VI. Other Allegations

Indirect Infringement

  • The complaint does not plead a separate count for indirect infringement. However, the factual allegations are framed in a manner that may support such a theory, stating that "Defendant caused" various downstream and upstream servers and caches to perform the allegedly infringing steps, such as obtaining ETags and determining whether files match (Compl. ¶¶57, 58, 65). This language suggests Plaintiff may pursue a theory of induced infringement based on Defendant's control over the content delivery system.

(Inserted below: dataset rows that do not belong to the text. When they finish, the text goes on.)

PR #336, opened 2019-04-01
Use secretTextarea for private keys

jvz:
This provides a more secure UI component for entering multiline secret
values.

### DIFF
--- a/pom.xml
+++ b/pom.xml
@@ -150,6 +150,11 @@ THE SOFTWARE.
             <version>4.5.5-3.0</version>
         </dependency>
         <dependency>
+            <groupId>io.jenkins.temp.jelly</groupId>
+            <artifactId>multiline-secrets-ui</artifactId>
+            <version>1.0</version>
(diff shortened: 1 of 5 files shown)


stefanverhoeff:
Thanks! I've noticed before that the secret was visible with the "global config readonly" view, which is supposed to be a safe view of the config. This should fix that.

jvz:
> 🐝
> 
> Perhaps seems interesting to create a ticket?

We're pretty disorganized in this plugin about that. PRs or JIRA issues both work for the changelog.

pom.xml
```diff
@@ -149,6 +149,11 @@ THE SOFTWARE.
             <artifactId>apache-httpcomponents-client-4-api</artifactId>
             <version>4.5.5-3.0</version>
         </dependency>
+        <dependency>
+            <groupId>io.jenkins.temp.jelly</groupId>
```
jglick: TODO minimum baseline to remove

PR #341, opened 2019-04-26
Add plugin description

res0nance:
Add a plugin description which will show up in the plugin manager


res0nance:
Channel closed exception needs to be retriggered

PR #343, opened 2019-05-04
[JENKINS-25106] Support minimumNoInstances

erikhakansson:
PR not finished yet. Just publishing to allow commenting on it.


erikhakansson:
I would like some tips on how to properly test this. Any way to mock calls against ec2 api?

erikhakansson:
Finished the PR now. Should work fine!

erikhakansson:
@thoulen sorry to ping you, I just saw you had some recent commits so I guess you're one of the maintainers.

Do you think you could have a look at this PR?

src/main/java/hudson/plugins/ec2/EC2Cloud.java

VII. Analyst’s Conclusion: Key Questions for the Case

  • A core issue will be one of definitional scope: can the patent term "unauthorized copy," which appears in the context of policing licensed content, be construed to cover a merely "stale" or "out-of-date" file in a web caching system, as alleged by the Plaintiff?
  • A second key question will be one of functional and semantic equivalence: does an HTTP "ETag," which functions as a validation token within a request header, qualify as a "content-dependent name" for a data item under the patent's claim language, or is its role fundamentally different from the file-naming identifiers contemplated by the patent?